66% of my albums (73% of the number of discs) are of Western Classical Music. The total number of albums (all genres combined) is now 625. I have quite a few albums of 1-4 discs and have a growing number with more discs, the largest one having 14 discs.

It is quite a sizeable collection by my own estimation (I have been trying to play it in it's entirety for about two years and am still only about two-thirds through!), but it is of a very modest size, compared to the collections of many serious collectors. I have no intention to cap it's size; likewise, I have no intention to grow it by leaps and bounds.


----------



## opus55 (Nov 9, 2010)

A mere couple thousands. I need more time to listen!


----------



## SixFootScowl (Oct 17, 2011)

Counting album folders on my hard drive I have about 475 albums plus an 87-CD Beethoven set:

87 Johnny Winter
28 Neil Young
57 Bob Dylan
10 Jimi Hendrix
10 Johnny Cash
7 Tom Feldmann
36 Various
*So about 235 non-classical, not to mention some stuff that is not ripped*.
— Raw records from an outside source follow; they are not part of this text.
PR #551, opened 2021-05-17
fix: update sidebar toggle to use Paragon icons

raq929:
I was investigating a Paragon PropTypes bug, and in my debugging efforts, updated this button to use the new icons.


adamstankiewicz (approved):

raq929:
I fixed these tests for similar reasons on the `feat/be-stepper` branch, gonna rebase after that merge.

PR #552, opened 2021-05-18
fix: swap support form link to mailTo

taliaedX:
### Background
Due to completion of ENT-4451, the support form no longer exists, thus we needed to update this.

We decided on a mailTo link for now (eventually support's help center will have a new form and we may want to link directly to that, but that is completely out of scope for anything Bulk Enrollment related)

*NOTE:* I am waiting on confirmation of the language used in the support email to ensure it is useful to the support team.

### What this changes
- Swaps HyperLink to MailtoLink component in BulkEnrollmentAlertModal.
- As part of this we now pass in the actual error message so that support gets context in the email automatically.
- Fixes an issue with the `ALERT_MODAL_BODY_TEXT` constant as the multiline format was not actually compatible with web browsers so it was displaying as just `NaN`

### Screenshot
Screen Shot 2021-05-18 at 12 06 14 PM

### DIFF
--- a/src/components/BulkEnrollmentPage/stepper/BulkEnrollmentSubmit.jsx
+++ b/src/components/BulkEnrollmentPage/stepper/BulkEnrollmentSubmit.jsx
@@ -3,7 +3,7 @@ import React, {
   useState,
 } from 'react';
 import {
-  Button, Form, AlertModal, Hyperlink, ActionRow, useToggle,
+  Button, Form, AlertModal, ActionRow, useToggle, MailtoLink,
 } from '@edx/paragon';
 import PropTypes from 'prop-types';
 import { logError } from '@edx/frontend-platform/logging';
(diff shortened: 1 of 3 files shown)


src/components/BulkEnrollmentPage/stepper/BulkEnrollmentSubmit.jsx
```diff
@@ -34,14 +39,16 @@ export const BulkEnrollmentAlertModal = ({ isOpen, toggleClose, enterpriseSlug }
...
       {ALERT_MODAL_BODY_TEXT}
-      <Hyperlink
-        destination={`/${enterpriseSlug}/admin/support`}
+      <MailtoLink
+        to={configuration.CUSTOMER_SUPPORT_EMAIL}
         target="_blank"
         rel="noopener noreferrer"
         data-testid={CUSTOMER_SUPPORT_HYPERLINK_TEST_ID}
+        subject={SUPPORT_EMAIL_SUBJECT + enterpriseSlug}
+        body={`${SUPPORT_EMAIL_BODY} ${error}`}
```
taliaedX, line 48: why is my formatting inconsistent? Idk. 🤷

alex-sheehan-edx (approved):
LGTM 👍  Thanks for updating the test

src/components/BulkEnrollmentPage/stepper/BulkEnrollmentSubmit.jsx
```diff
@@ -50,13 +57,15 @@ BulkEnrollmentAlertModal.propTypes = {
...
   enterpriseSlug: PropTypes.string.isRequired,
+  error: PropTypes.string.isRequired,
 };
 
 export const generateSuccessMessage = numEmails => `${numEmails} learners have been enrolled.`;
 
 const BulkEnrollmentSubmit = ({ enterpriseId, enterpriseSlug, returnToInitialStep }) => {
   const [loading, setLoading] = useState(false);
   const [checked, setChecked] = useState(true);
+  const [error, setError] = useState(true);
```
binodpant, line 68: should this be `useState('')` instead for initial state of 'error'? not sure if it matters, just noting that 'error' is a propTypes.string.required so worth a check ...

binodpant (approved):
minus small comment, I am good with this! looks like when @raq929 's feat/be-stepper is merged, it will adopt this change in the alert modal with minor merging, so we will be golden!

src/components/BulkEnrollmentPage/stepper/BulkEnrollmentSubmit.jsx
taliaedX: Yep that makes sense. Or a null value. This is some copypasta error.

PR #553, opened 2021-05-19
feat: allowing users to disable coupon code assignment emails

alex-sheehan-edx:
[Jira](https://openedx.atlassian.net/browse/ENT-4476)

**Notify learners checked:**
**Desktop**
image

**Mobile**
image

**Notify learners unchecked**
**Desktop**
image

**Mobile**
image

This PR:
- Changes wording of modal from `Users` to `Learners`
- Adds a checkbox that toggles the visibility of the email template part of the component
- Checkbox also controls a new boolean `option` parameter fed into the API call to ecommerce on the modal submit
- Unit test to check that the checkbox is rendering

NOTE: discussed with the team and due to the current setup, the modal's submitHandler is untestable so it's currently impossible to test the checkbox's functionality of altering the options used within the handler function. There is currently a jira ticket that is going to deal with this issue and the need for this test will be added to it.

### DIFF
--- a/src/components/CodeAssignmentModal/BulkAssignFields.jsx
+++ b/src/components/CodeAssignmentModal/BulkAssignFields.jsx
@@ -7,7 +7,7 @@ import { normalizeFileUpload } from '../../utils';
 
 const BulkAssignFields = () => (
   <>
-    <h3 className="mb-2">Add Users</h3>
+    <h3 className="mb-2">Add learners</h3>
     <div className="pl-4 field-group">
       <Field
         name="email-addresses"
--- a/src/components/CodeAssignmentModal/IndividualAssignFields.jsx
+++ b/src/components/CodeAssignmentModal/IndividualAssignFields.jsx
@@ -5,7 +5,7 @@ import RenderField from '../RenderField';
 
 const IndividualAssignFields = () => (
   <>
-    <h3>Add User</h3>
+    <h3>Add learner</h3>
     <Field
       name="email-address"
       type="email"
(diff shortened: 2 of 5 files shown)


src/components/CodeAssignmentModal/BulkAssignFields.jsx
```diff
@@ -7,7 +7,7 @@ import { normalizeFileUpload } from '../../utils';
 
 const BulkAssignFields = () => (
   <>
-    <h3 className="mb-2">Add Users</h3>
+    <h3 className="mb-2">Add Learners</h3>
```
raq929, line 10: Sentence case! (I know it wasn't originally, but that's the standard now, so we should update when we touch things.

src/components/CodeAssignmentModal/IndividualAssignFields.jsx
```diff
@@ -5,7 +5,7 @@ import RenderField from '../RenderField';
 
 const IndividualAssignFields = () => (
   <>
-    <h3>Add User</h3>
+    <h3>Add Learner</h3>
```
raq929, line 8: Sentence case. 😄

src/components/CodeAssignmentModal/BulkAssignFields.jsx
edx-abolger, line 10: +1 I hate the word User it's so vague!

raq929 (approved):
Small nits, LGTM

PR #554, opened 2021-05-19
fix: change rows to column view for mobile on Review step of stepper

taliaedX:
### Background
Using 2+ columns on mobile is not best for the mobile user experience.
This PR swaps to a single column and displays the boxes/cards on top of each other.

#### Before:
Screen Shot 2021-05-19 at 4 43 18 PM

#### After:
Screen Shot 2021-05-19 at 4 34 57 PM
Screen Shot 2021-05-19 at 4 35 25 PM

### DIFF
--- a/src/components/BulkEnrollmentPage/BulkEnrollment.scss
+++ b/src/components/BulkEnrollmentPage/BulkEnrollment.scss
@@ -28,6 +28,16 @@
   }
 }
 
+@include media-breakpoint-down(md) {
+  .be-review-list {
+    display: flex;
+  }
+  .row {
+    display: flex;
+    flex-direction: column;
+  }
+}
+
 .sticky-stepper-footer {
   display: flex;
   flex-direction: column;
--- a/src/components/BulkEnrollmentPage/stepper/ReviewStep.jsx
+++ b/src/components/BulkEnrollmentPage/stepper/ReviewStep.jsx
@@ -34,20 +34,20 @@ const ReviewStep = ({ setCurrentStep }) => {
       <h2 className="mb-5">{REVIEW_TITLE}</h2>
       <Row>
         <ReviewList
-          key="emails"
-          rows={selectedEmails}
-          accessor="userEmail"
-          dispatch={emailsDispatch}
-          subject={EMAILS}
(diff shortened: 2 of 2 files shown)


edx-abolger (approved):

src/components/BulkEnrollmentPage/BulkEnrollment.scss
```diff
@@ -28,6 +28,16 @@
   }
 }
 
+@media (max-width: 767px) {
```
binodpant, line 31: unclear if this what we want but I see a lot of usage of this max-container-width defined in paragon.. in case it feels relevant..

https://github.com/search?p=3&q=org%3Aedx+container-max-widths&type=Code

it seems to be defined here:

https://github.com/edx/paragon/blob/c70b44b9ea45ce3a201f1f83918f28e9e6527273/scss/core/_variables.scss#L452

binodpant: also some width defs here: https://github.com/edx/paragon/blob/c70b44b9ea45ce3a201f1f83918f28e9e6527273/scss/core/_variables.scss#L470

taliaedX: Yeah I had seen the container variable, but assumed it was typically used for a smaller portion of the interface especially since the sizes are vastly different from what we've designated as "small/xs" and also what Bootstrap has noted as small/xs.

I can try the md width as the closest to the usual width, but I think it then becomes less obvious we're isolating for mobile.

binodpant: yeah I think this is a good #fedx ask/discussion if you are up for that, but in the context of this change I have no flag is the bootstrap one does its job!

taliaedX: Yeah I may honestly look at asking there. Don't want to end up with a huge discussion, but right now it doesn't look like we import the bootstrap variables directly anywhere so they aren't recognized so I'd have to import it probably in the same way ecommerce does and that was implemented over 4 years ago.

Even in Paragon I see some mixed usages (for instance the Toast component just uses a static max width definition), so it might be worth seeing if there is a current consensus...at all.

PR #555, opened 2021-05-20
feat: add PII suppression for hotjar

raq929:
Supresses hotjar tracking for sensitive form data, as well as table cells that contain user emails and/or codes.

### DIFF
--- a/src/components/Admin/AdminSearchForm.jsx
+++ b/src/components/Admin/AdminSearchForm.jsx
@@ -119,6 +119,7 @@ class AdminSearchForm extends React.Component {
                 value={searchQuery}
                 aria-labelledby="search-email-label"
                 className="py-0"
+                inputProps={{ 'data-hj-suppress': true }}
               />
             </div>
           </div>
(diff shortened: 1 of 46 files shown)


binodpant:
in general this is looking fine to me, just wondering how we will verify this, by checking staging hotjar? if we need to swarm on this at some point to validate everything PII is covered lmk!

These are just curiosity questions:
Also just a general q I have is, hotjar doc says it suppresses certain fields / values by default, such as email addresses, https://help.hotjar.com/hc/en-us/articles/115012439167-How-to-Suppress-Text-Images-and-User-Input-from-Collected-Data
I guess these changes are still needed though since the data we are suppressing in ending up in different fields and not covered by the default suppression?

binodpant (approved):
mainly just wondering if we need a post merge verify step of some kind for completeness, but the changes themselves look fine to me.

raq929:
We should do a post-merge verify once we get hotjar turned on on staging. Honestly, from that link it looks like some of what I did might be overkill, but, better safe than sorry?

binodpant:
yeah agreed, safer is better. I was just wondering as we add more code, we will also have to keep track of adding these. I wish they made a whitelisting instead so we could choose what to allow in.. but that also would require work .. just that it would be safe by default... still all that default suppression stuff they mention hopefully combined with your work is going to make this great!

binodpant (approved):
ok looks like the only analytics rendering piece in admin portal inside analyticspage so lgtm!

PR #563, opened 2021-05-25
feat: making bulk enrollment stepper footer sticky

alex-sheehan-edx:
[jira](https://openedx.atlassian.net/browse/ENT-4548)

Notes for reviewers:
I've tried to include as many screenshots as possible but best way to fully test is fetching the branch and messing with the screen/window to ensure behaviors are as expected

**Screenshots:**

Desktop scrollable table filling screen, footer at bottom of page
image

Desktop table filling partial screen, footer at bottom of page
image

Desktop screen window resized smaller, footer at bottom of page
image

Mobile step one scrollable table top of page, footer at bottom of page
image

Mobile step one scrollable table bottom of page, footer at bottom of page
image

Mobile step two scrollable table top of page, foot at bottom of page
image

Note:
Tests altered to work for both PST and EST timezones

### DIFF
--- a/src/components/BulkEnrollmentPage/BulkEnrollment.scss
+++ b/src/components/BulkEnrollmentPage/BulkEnrollment.scss
@@ -1,4 +1,8 @@
 .bulk-enrollment {
+  height: 100%;
+  display: flex;
+  flex-direction: column;
+
   .alert {
     margin-top: 2rem;
   }
@@ -38,8 +42,13 @@
   }
 }
 
-.sticky-stepper-footer {
+.sticky-footer-wrapper {
+  height: 70vh;
   display: flex;
   flex-direction: column;
-  justify-content: space-between;
+
+  .stepper-step {
+    flex-grow: 1;
+    overflow: scroll;
+  }
 }
--- a/src/components/BulkEnrollmentPage/CourseSearchResults.test.jsx
+++ b/src/components/BulkEnrollmentPage/CourseSearchResults.test.jsx
@@ -23,7 +23,7 @@ const mockStore = configureMockStore([thunk]);
 
 const testCourseName = 'TestCourseName';
 const testCourseRunKey = 'TestCourseRun';
-const testStartDate = '2020-09-10T04:00:00Z';
+const testStartDate = '2020-09-10T10:00:00Z';
 
 const searchResults = {
   nbHits: 1,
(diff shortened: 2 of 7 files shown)


src/components/BulkEnrollmentPage/BulkEnrollment.scss
```diff
@@ -39,7 +43,12 @@
 }
 
 .sticky-stepper-footer {
+  height: 70vh;
```
taliaedX, line 46: this is still a more dynamic unit of measure, but I do wonder about putting a specific size in here.

taliaedX (approved):
The changes look fine to me. I'm not sure if this much CSS modification would better live somewhere centralized or if it's fine here. (aka I don't know if there is a best practice involving using other css classes or amending ones elsewhere), but I mean it's just css and as long as it works in mobile and desktop, I'm certainly fine with it.

src/components/BulkEnrollmentPage/BulkEnrollment.scss
alex-sheehan-edx: this was out of necessity, here 😞  I was pair programming with Lael and we were totally unable to get the footer at the bottom of the page while having a scrollable table and this seemed to be the only solution we could find. If there is a better answer I'm more than happy to change.

raq929: `vh` is somewhat dynamic, as it changes based on the height of the window. It's not 100% ideal, but I think it's OK?

src/components/BulkEnrollmentPage/BulkEnrollment.scss
```diff
@@ -39,7 +43,12 @@
 }
 
 .sticky-stepper-footer {
```
raq929, line 45: nit: I feel like this class is now not particularly well named? Maybe `sticky-footer-wrapper` would be better? Up to you.

raq929 (approved):

jennxgregory:
It it looks like both the stepper buttons as well as the universal footer are sticky in third from bottom mobile screenshot above. My concern is the valuable vertical real estate the universal footer is occupying on mobile devices, making the rest of the content on the page more difficult to consume. Ideally the universal footer would only display (on mobile or desktop) after the user scrolls past the stepper buttons. I don't see any issue with this on the desktop screenshots. 

That said, as we are not currently prioritizing optimizing the admin portal experience for mobile, if this change requires significant effort I can live with it. :)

122 Beethoven plus an 87-CD complete Beethoven set
14 Handel
34 various
20 Aria sets
61 Operas
*So about 240 classical albums plus the 87-CD set.*


----------



## Triplets (Sep 4, 2014)

I estimate around 2000, and around 200 Lps. I've been burning my CDs to an HD and giving many away.


----------



## Pugg (Aug 8, 2014)

Can I give the total of shelf meters?


----------



## Art Rock (Nov 28, 2009)

About 5000 classical, about 5000 non-classical. The result of 30 years of collecting.


----------



## Open Lane (Nov 11, 2015)

Art Rock said:


> About 5000 classical, about 5000 non-classical. The result of 30 years of collecting.


Very impressive!


----------



## Antiquarian (Apr 29, 2014)

Pugg said:


> Can I give the total of shelf meters?


I like this idea. It obviates the need for tiresome counting. For me, 48.


----------



## joen_cph (Jan 17, 2010)

> Can I give the total of shelf meters?


CDs ~25, LPs ~21, plus downloads. 
Jazz, folk, pop-rock about 500 CDs/LPs.
Books ~52.

Needless to say, more a convenient reference library than the result of just collecting personal favourites, though I´m actually fairly selective. I´ll never be able to know it all in depth.


----------



## senza sordino (Oct 20, 2013)

Just over 400 CDs. Approximately 300 classical, and the remainder are rock, jazz, folk, and musicals. I ran out of shelf space, and I've got 50 CDs on my Amaz*n wish list.


----------



## Open Lane (Nov 11, 2015)

I'm out of shelf space too. hasn't stopped me!! (it might soon though, i need to come up with a solution)


----------



## Iean (Nov 17, 2015)

Around 6500 CDs, maybe 30% classical...the rest : 20% heavy metal, 20% pop/rock,5% jazz, 10% new age, 15% OPM (Original Philippine Music) :angel:


----------